— What you have to do —
Give back exactly the lines that run from the beginning of the entries to the line containing "During CORE setting compilation (or", both included, and nothing else.

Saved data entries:
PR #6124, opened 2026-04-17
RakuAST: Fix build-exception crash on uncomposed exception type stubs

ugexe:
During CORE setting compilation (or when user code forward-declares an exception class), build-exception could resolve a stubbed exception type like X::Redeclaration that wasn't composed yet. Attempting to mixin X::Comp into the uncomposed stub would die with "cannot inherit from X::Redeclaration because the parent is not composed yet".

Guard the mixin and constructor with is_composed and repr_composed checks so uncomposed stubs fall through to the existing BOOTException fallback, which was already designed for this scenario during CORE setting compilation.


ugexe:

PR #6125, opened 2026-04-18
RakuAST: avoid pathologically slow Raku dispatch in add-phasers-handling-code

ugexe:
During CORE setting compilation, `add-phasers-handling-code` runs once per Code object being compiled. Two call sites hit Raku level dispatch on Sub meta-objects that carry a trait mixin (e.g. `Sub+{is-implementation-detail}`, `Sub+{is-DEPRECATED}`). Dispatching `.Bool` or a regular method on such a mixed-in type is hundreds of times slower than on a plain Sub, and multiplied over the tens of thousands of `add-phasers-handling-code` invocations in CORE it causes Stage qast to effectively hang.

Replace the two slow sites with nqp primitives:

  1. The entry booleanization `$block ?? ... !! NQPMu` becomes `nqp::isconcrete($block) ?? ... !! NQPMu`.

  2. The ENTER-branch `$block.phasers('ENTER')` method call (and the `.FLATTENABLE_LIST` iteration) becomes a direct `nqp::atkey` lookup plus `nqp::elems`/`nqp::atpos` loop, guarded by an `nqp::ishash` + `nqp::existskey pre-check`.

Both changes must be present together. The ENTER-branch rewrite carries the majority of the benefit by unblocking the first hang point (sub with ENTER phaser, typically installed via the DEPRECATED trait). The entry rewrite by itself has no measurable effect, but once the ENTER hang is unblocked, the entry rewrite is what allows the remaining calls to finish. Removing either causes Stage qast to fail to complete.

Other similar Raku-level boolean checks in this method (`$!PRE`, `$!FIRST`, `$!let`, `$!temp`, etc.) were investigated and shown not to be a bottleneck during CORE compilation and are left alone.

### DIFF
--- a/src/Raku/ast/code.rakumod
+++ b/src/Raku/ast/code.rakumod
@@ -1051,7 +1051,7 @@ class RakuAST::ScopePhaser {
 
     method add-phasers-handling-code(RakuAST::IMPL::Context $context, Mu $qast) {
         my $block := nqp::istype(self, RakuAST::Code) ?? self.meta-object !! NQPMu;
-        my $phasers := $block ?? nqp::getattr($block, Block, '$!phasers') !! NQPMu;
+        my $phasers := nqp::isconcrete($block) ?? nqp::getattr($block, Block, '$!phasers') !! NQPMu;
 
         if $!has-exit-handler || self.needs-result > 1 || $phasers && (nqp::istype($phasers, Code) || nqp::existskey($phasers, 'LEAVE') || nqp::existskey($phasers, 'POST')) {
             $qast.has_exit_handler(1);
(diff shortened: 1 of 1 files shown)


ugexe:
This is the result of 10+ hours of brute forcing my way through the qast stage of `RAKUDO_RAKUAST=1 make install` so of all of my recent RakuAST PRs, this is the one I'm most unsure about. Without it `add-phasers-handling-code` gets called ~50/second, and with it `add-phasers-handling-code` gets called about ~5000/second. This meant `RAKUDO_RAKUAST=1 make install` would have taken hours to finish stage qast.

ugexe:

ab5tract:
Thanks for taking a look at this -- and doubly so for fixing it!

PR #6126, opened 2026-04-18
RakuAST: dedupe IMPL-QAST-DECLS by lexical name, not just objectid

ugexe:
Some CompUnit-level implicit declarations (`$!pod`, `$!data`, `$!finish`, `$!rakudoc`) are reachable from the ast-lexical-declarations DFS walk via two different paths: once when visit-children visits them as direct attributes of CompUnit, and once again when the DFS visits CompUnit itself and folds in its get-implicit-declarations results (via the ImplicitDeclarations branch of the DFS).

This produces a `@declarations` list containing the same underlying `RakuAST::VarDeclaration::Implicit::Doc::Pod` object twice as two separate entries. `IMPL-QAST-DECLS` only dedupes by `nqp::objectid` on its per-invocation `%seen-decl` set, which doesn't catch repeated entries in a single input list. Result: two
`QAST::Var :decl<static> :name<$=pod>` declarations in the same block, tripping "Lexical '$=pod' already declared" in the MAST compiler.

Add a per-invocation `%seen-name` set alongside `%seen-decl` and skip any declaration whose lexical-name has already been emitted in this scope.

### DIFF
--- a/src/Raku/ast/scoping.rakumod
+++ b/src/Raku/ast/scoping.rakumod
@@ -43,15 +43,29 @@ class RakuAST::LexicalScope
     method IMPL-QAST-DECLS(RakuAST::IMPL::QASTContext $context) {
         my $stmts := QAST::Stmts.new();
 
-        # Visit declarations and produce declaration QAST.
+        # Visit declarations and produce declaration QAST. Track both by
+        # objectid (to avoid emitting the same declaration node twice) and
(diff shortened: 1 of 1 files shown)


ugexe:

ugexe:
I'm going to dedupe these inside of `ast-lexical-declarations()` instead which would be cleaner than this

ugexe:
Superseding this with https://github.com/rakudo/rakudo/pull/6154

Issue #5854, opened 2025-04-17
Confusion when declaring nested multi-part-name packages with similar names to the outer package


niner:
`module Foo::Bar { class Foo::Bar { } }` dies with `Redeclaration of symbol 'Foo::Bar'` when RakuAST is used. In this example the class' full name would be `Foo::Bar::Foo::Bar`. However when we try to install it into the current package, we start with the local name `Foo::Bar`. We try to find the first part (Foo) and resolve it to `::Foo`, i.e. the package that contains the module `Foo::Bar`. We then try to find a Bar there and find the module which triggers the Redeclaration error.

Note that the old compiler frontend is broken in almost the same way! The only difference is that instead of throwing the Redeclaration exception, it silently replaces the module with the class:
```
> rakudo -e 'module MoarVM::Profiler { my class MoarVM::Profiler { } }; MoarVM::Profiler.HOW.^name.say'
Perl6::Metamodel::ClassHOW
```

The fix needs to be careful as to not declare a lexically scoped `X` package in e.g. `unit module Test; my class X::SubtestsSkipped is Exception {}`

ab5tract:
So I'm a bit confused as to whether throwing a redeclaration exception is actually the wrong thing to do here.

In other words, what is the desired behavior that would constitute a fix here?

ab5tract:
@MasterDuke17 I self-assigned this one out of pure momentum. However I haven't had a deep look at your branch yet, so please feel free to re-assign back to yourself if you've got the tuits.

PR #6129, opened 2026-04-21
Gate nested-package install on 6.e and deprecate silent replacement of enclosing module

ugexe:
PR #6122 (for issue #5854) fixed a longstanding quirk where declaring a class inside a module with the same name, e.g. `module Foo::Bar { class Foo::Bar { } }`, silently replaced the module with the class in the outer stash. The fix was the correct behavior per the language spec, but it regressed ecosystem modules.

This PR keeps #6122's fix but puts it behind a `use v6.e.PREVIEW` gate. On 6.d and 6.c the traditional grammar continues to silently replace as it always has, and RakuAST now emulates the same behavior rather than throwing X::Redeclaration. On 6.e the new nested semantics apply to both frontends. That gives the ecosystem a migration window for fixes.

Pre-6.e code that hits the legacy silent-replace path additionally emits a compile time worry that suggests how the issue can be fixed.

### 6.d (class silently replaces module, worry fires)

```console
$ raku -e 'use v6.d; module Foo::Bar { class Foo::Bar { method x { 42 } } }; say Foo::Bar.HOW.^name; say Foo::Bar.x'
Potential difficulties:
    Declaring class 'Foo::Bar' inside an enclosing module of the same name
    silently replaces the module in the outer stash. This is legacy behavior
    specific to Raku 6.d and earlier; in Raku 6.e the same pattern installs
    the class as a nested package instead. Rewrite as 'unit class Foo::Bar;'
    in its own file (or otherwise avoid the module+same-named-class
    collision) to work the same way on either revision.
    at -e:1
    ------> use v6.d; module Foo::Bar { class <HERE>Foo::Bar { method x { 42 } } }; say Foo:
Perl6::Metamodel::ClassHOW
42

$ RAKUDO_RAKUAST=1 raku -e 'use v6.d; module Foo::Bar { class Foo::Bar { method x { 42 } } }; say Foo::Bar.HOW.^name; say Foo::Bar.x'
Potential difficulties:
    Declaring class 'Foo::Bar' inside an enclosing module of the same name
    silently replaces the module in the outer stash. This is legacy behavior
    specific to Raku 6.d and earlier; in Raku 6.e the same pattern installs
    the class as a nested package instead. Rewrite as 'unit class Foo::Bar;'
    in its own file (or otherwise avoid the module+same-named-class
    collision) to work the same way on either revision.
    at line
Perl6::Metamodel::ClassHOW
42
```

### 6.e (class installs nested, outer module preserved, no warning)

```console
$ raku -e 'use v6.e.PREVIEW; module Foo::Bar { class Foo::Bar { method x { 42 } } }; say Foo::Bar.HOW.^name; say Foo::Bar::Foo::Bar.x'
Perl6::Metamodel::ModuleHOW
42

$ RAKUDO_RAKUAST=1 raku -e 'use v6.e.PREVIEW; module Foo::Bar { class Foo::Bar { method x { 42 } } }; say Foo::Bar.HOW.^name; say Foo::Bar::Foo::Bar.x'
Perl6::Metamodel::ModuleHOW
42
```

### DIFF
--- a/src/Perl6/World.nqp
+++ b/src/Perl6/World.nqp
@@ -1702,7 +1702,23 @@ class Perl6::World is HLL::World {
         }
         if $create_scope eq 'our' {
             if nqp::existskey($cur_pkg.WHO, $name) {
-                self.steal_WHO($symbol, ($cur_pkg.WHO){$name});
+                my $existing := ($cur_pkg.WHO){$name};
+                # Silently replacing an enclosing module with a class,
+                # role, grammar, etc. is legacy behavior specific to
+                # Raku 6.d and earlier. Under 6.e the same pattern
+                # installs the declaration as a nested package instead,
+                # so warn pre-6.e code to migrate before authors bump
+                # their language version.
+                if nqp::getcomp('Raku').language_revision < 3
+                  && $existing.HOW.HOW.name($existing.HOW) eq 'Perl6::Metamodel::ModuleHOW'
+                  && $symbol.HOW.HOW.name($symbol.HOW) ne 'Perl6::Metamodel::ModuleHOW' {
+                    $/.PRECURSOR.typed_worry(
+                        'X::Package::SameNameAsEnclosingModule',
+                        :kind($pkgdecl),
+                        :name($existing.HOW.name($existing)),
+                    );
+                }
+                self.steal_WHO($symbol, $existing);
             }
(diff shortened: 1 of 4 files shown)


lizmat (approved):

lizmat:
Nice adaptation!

— Your response —
PR #6124, opened 2026-04-17
RakuAST: Fix build-exception crash on uncomposed exception type stubs

ugexe:
During CORE setting compilation (or when user code forward-declares an exception class), build-exception could resolve a stubbed exception type like X::Redeclaration that wasn't composed yet. Attempting to mixin X::Comp into the uncomposed stub would die with "cannot inherit from X::Redeclaration because the parent is not composed yet".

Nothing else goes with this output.